都市計画区域内において、都市の環境保全や利便の向上のために設けられるものであり、建築基準法において建築できる建築物の種類や規模の制限などが地域ごとに定められています。
大きく分けて住居系・商業系・工業系の3種類があり、さらに13種類の地域に分けられています。
このような、色分けされた「都市計画図」が各市町村において公表されています。
原則として、敷地が属している用途地域の制限に従って建築をすることになりますが、一つの敷地が複数の異なる用途地域にまたがっている、というケースも少なくありません。そういった場合にその土地に係る制限はどのようになるのかお話ししていきたいと思います。
建築物の敷地が区域・地域又は地区の内外にわたる場合の措置については、建築基準法第91条(以下「法第91条」)にあり、条文の内容は以下の通りとなっています。

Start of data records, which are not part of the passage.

PR #204, opened 2017-12-08
Remove files related to math feature tests

siteshwar:
We are not running feature tests for math related functions in the new build
system and required functions are directly compiled from system libraries.


krader1961:
LGTM. Merged.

『建築物の敷地がこの法律の規定(第52条、第53条、第54条から第56条の2まで、第57条の2、第57条の3、第67条第1項及び第2項並びに別表第3の規定を除く。以下この状において同じ。)による建築物の敷地、構造、建築設備又は用途に関する禁止または制限を受ける区域(第22条第1項の市街地の区域を除く。以下この状において同じ。)、地域(防火地域及び準防火地域を除く。以下この状において同じ。)、又は地区(高度地区を除く。以下この状において同じ。)の内外にわたる場合においては、その建築物又はその敷地の全部について敷地の過半の属する区域、地域又は地区内の 建築物に関するこの法律規定またはこの法律に基づく命令の規定を適用する』
複雑な条文ですが、( )内の条文や地域等に関しては上記の規定からは除かれます。
よって、法第91条に記載されていない建築物の用途(法第48条)や居室の有効採光面積(法第28条)、ほかには建築物の敷地面積の最低限度(法第53条の2)も、敷地の過半の属する地域の制限が適用されることになります。
例えば上記のように・・・
400㎡の敷地のうち、第1種住居地域の部分の面積が300㎡・近隣商業地域の部分の面積が100㎡であれば、面積の多い第1種住居地域の制限が適用されます(例として、近隣商業地域ではカラオケボックスが建築できますが、上記の敷地の例では建築ができません)。
居室に必要な採光については、その敷地のかかる用途地域が住居系か・商業系か・工業系かで、有効採光面積の計算式が異なってきます(住居系地域は商業・工業系地域に比べて厳しく=有効な採光面積が大きくなります)。
こちらも考え方は上記と同様、「敷地の過半の属する地域」の制限が適用されます。
一方、( )内に記載されている項目についてはそれぞれに異なる規定があります。
第52条および第57条の2・第57条の3は「容積率」について、第53条は「建ぺい率」についての条文です。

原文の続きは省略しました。